[Saved data entries]
-.-.-
PR #2176, opened 2026-07-25
fix(resolution): honor jsconfig.json and compilerOptions.baseUrl (#2153)

### LINKED ISSUE #2153: JS: jsconfig.json baseUrl not honoured — non-relative imports (static AND dynamic) produce no edge, orphaning every module in a Rails/webpacker app
## Summary

JS imports written against `jsconfig.json`'s `compilerOptions.baseUrl` produce **no edge**. Relative specifiers in the same file resolve fine. This affects **static and dynamic** imports equally — it is not a dynamic-`import()` issue.

Graphify already *parses* `jsconfig.json` (it emits `compilerOptions` / `baseUrl` nodes), it just doesn't use it for module resolution.

Related but distinct: #147 asks for **TypeScript** `tsconfig` `paths`. This is plain **JS** + `jsconfig` `baseUrl`, which is the default layout for Rails/webpacker and Vue SPAs.

## Reproduction

```
gfjs/
  jsconfig.json                       {"compilerOptions": {"baseUrl": "app/javascript"}}
  app/javascript/mods/Local.js        export default class Local {}
  app/javascript/mods/Widget.js       export default class Widget {}
  app/javascript/mods/Registrar.js
```

```js
// Registrar.js
import Local  from './Local.js';        // relative
import Widget from 'mods/Widget.js';    // baseUrl-relative

export default class Registrar {
  static L = Local;
  static W = Widget;
  static async lazy() { return import('mods/Widget.js'); }
}
```

`graphify extract . --code-only --force` on **0.9.25**:

```
Registrar.js     --imports_from --> Local.js
Registrar.js     --imports      --> Local
Registrar.js     --contains     --> Registrar
Registrar        --method       --> .lazy()
Widget.js        --contains     --> Widget      <-- no inbound edge at all
jsconfig.json    --contains     --> compilerOptions
compilerOptions  --contains     --> baseUrl     <-- config IS parsed
```

| specifier | edge created? |
|---|---|
| `'./Local.js'` relative | ✅ |
| `'mods/Widget.js'` baseUrl static | ❌ |
| `import('mods/Widget.js')` baseUrl dynamic | ❌ |

A separate matrix (no config) confirms relative works with **and** without the extension, so the variable is *non-relative*, not the extension.

## Why it matters

In a real Rails + webpacker app (~17k nodes, `jsconfig.json` with `baseUrl: app/javascript`), **every dashboard module and instruction is an orphan node**. The registrar does:

```js
// DashboardModuleRegistrar.js:58
import('workspaces/modules/registry/modules/EvosepSystemSuitabilityModule'),
```

and `EvosepSystemSuitabilityModule.js` has **0 inbound edges**. So:

```
$ graphify affected "EvosepSystemSuitabilityModule.js" --depth 2
No affected nodes found.
```

…even though the registrar is a real dependency. On a "what will break if I change this?" question, a confident empty result is the worst possible failure mode — plain `grep` finds it in one call. This silently affects every module/instruction in the app.

## Suggested fix

Honour `jsconfig.json` / `tsconfig.json` `compilerOptions.baseUrl` (and `paths`) when resolving JS specifiers, same as #147 proposes for TS. Falling back to "try `<baseUrl>/<specifier>`" would cover the common case.

## Environment

graphifyy 0.9.25 · macOS 15 (darwin 25.5.0) · Python 3.9 · `--code-only`

Rishet11:
Closes #2153

## Problem

Non-relative imports produced no edge in a Rails/webpacker project, so every module under `baseUrl` was orphaned and `affected` answered nothing.

There are two defects, and the first is not quite the one the issue describes. `baseUrl` **is** read today, at `resolution.py:146-147`:

```python
base_url = compiler_options.get("baseUrl") or "."
paths_base = base_dir / base_url
```

but only as the base that `paths` targets resolve against. `_read_tsconfig_aliases` returns *only* `paths` entries, so a config declaring `baseUrl` and **no `paths`** — exactly the webpacker layout — yields an empty alias map and every bare specifier dies.

The second is as reported: `_load_tsconfig_aliases` probed only `tsconfig.json`, never `jsconfig.json`, even though `json_config.py` already indexes `jsconfig.json`. That is why the config's own nodes appear in the graph while resolution ignores the file.

## Fix

- `_find_js_config` walks up probing `tsconfig.json` then `jsconfig.json`, tsconfig winning within a directory — matching tsc and editors, which consult `jsconfig.json` only when there is no `tsconfig.json`.
- `_load_tsconfig_base_url` exposes the resolved baseUrl directory, cached per config path.
- `_resolve_tsconfig_alias` gains `base_url=None`, used as a resolution root of **last resort**: only when no declared alias matches. Threaded through static resolution and the three regex-rescue dynamic-import paths (Svelte, Astro, TS/TSX), since the issue reports both.

Two deliberate design choices worth flagging for review:

**baseUrl is not modelled as a synthesized `"*"` alias.** That was the tempting one-line version, and it is wrong: `"*"` scores `(1, 0)` in `_match_tsconfig_alias`, while a declared non-wildcard directory-prefix alias scores `(2, -len(prefix))`. Since `_resolve_tsconfig_alias` picks the *smallest* tuple, `(1, 0) < (2, -4)` means an implicit `"*"` would silently shadow a declared alias like `"@lib": ["src/lib"]` and regress #1269. Keeping baseUrl out of the specificity contest entirely is what makes existing precedence provably untouched. `test_declared_directory_prefix_alias_still_wins` pins this.

**The fallback returns a candidate only when it is a real file on disk.** The declared-alias path deliberately returns a non-resolving first candidate to preserve phantom/external-edge behavior; doing that for baseUrl would turn `import React from 'react'` into a fabricated `<baseUrl>/react` edge. `test_external_package_not_fabricated_under_baseurl` pins this.

## Verification

End-to-end on the reported layout (`jsconfig.json` with `"baseUrl": "app/javascript"`, `packs/dashboard.js` importing `'mods/Widget.js'`).

Before — `dashboard.js` has no outbound edges at all:

```
edges into Widget: 1
   app_javascript_mods_widget -> app_javascript_mods_widget_widget ( contains )
--- what dashboard points at instead:
(nothing)
```

After:

```
edges into Widget: 3
   app_javascript_mods_widget -> app_javascript_mods_widget_widget ( contains )
   app_javascript_packs_dashboard -> app_javascript_mods_widget ( re_exports )
   app_javascript_packs_dashboard -> app_javascript_mods_widget_widget ( imports )
```

| Check | Result |
|---|---|
| New tests before the fix | 7 of 11 fail (real negative controls) |
| New tests after | 11 passed |
| Full suite, base `66d8110` | 15 failed, 3620 passed |
| Full suite, this branch | 15 failed, 3631 passed |
| Failure-set diff | identical, no new failures |
| `ruff check` | passed |
| `python -m tools.skillgen --check` | OK, 134 artifacts match |

The 15 pre-existing failures are unrelated (`test_ollama.py` backend detection and similar), identical before and after, measured with `-p no:randomly` in the same env.

Four of the eleven tests pass both before and after by design — they are preservation guards: declared `paths` and directory-prefix aliases are not shadowed, relative imports are untouched, an absent `baseUrl` changes nothing, and an external package is not fabricated.

## Known gap

`baseUrl` inherited through an `extends` chain is not followed — `_load_tsconfig_base_url` reads it only from the directly-found config, whereas alias loading does follow `extends`. In that case the fallback simply does not apply, degrading to today's behavior (unresolved import) rather than producing a wrong edge. I left it out to keep this diff focused on the reported case, but it is an asymmetry and I'm happy to follow the `extends` chain for `baseUrl` here if you'd prefer it in one PR.

### DIFF
--- a/graphify/extract.py
+++ b/graphify/extract.py
@@ -91,6 +91,7 @@ from graphify.extractors.resolution import (  # noqa: E402,F401
     _js_source_path,
     _js_top_level_function_bodies,
     _load_tsconfig_aliases,
+    _load_tsconfig_base_url,
     _load_workspace_packages,
     _match_tsconfig_alias,
     _merge_decl_def_classes,
@@ -1285,6 +1286,7 @@ def extract_svelte(path: Path) -> dict:
         # endpoint is a phantom node and build_from_json drops the edge (#701).
         file_node_id = _make_id(str(path))
         aliases = _load_tsconfig_aliases(path.parent)
+        base_url = _load_tsconfig_base_url(path.parent)
         for m in _re.finditer(r"""import\(\s*['"]([^'"]+)['"]\s*\)""", src):
             raw = m.group(1)
             if not raw:
@@ -1302,7 +1304,7 @@ def extract_svelte(path: Path) -> dict:
                 # Check tsconfig.json path aliases (e.g. "$lib/" -> "src/lib/", "@/" -> "src/")
                 # before treating as external. Mirrors _import_js logic so SvelteKit alias
                 # imports resolve to the same file node IDs the extractor creates (#701).
-                resolved_alias = _resolve_tsconfig_alias(raw, aliases)
+                resolved_alias = _resolve_tsconfig_alias(raw, aliases, base_url=base_url)
                 if resolved_alias is not None:
                     resolved_alias = _resolve_js_module_path(resolved_alias)
                     node_id = _make_id(str(resolved_alias))
@@ -1360,7 +1362,7 @@ def extract_svelte(path: Path) -> dict:
                     node_id = _make_id(str(resolved))
                     stub_source_file = str(resolved)
                 else:
-                    resolved_alias = _resolve_tsconfig_alias(raw, aliases)
+                    resolved_alias = _resolve_tsconfig_alias(raw, aliases, base_url=base_url)
                     if resolved_alias is not None:
                         node_id = _make_id(str(resolved_alias))
                         stub_source_file = str(resolved_alias)
@@ -1413,6 +1415,7 @@ def extract_astro(path: Path) -> dict:
         existing_ids = {n["id"] for n in result.get("nodes", [])}
         file_node_id = _make_id(str(path))
         aliases = _load_tsconfig_aliases(path.parent)
+        base_url = _load_tsconfig_base_url(path.parent)
         # Dynamic imports anywhere in the file: `import('./X.astro')` is legal in
         # frontmatter setup code and inside expression slots.
         for m in _re.finditer(r"""import\(\s*['"]([^'"]+)['"]\s*\)""", src):
@@ -1425,7 +1428,7 @@ def extract_astro(path: Path) -> dict:
                 node_id = _make_id(str(resolved))
                 stub_source_file = str(resolved)
             else:
-                resolved_alias = _resolve_tsconfig_alias(raw, aliases)
+                resolved_alias = _resolve_tsconfig_alias(raw, aliases, base_url=base_url)
                 if resolved_alias is not None:
                     resolved_alias = _resolve_js_module_path(resolved_alias)
                     node_id = _make_id(str(resolved_alias))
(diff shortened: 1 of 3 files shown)


safishamsi:
Thanks @Rishet11. Shipped in v0.9.27 (cherry-picked to v8 to keep your authorship). Closed-unmerged here, but it's in the release: https://github.com/Graphify-Labs/graphify/releases/tag/v0.9.27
-.-.-
Task details ::
Go through the records and report each line that contains "returns".

Solution to the problem ::
but only as the base that `paths` targets resolve against. `_read_tsconfig_aliases` returns *only* `paths` entries, so a config declaring `baseUrl` and **no `paths`** — exactly the webpacker layout — yields an empty alias map and every bare specifier dies.
**The fallback returns a candidate only when it is a real file on disk.** The declared-alias path deliberately returns a non-resolving first candidate to preserve phantom/external-edge behavior; doing that for baseUrl would turn `import React from 'react'` into a fabricated `<baseUrl>/react` edge. `test_external_package_not_fabricated_under_baseurl` pins this.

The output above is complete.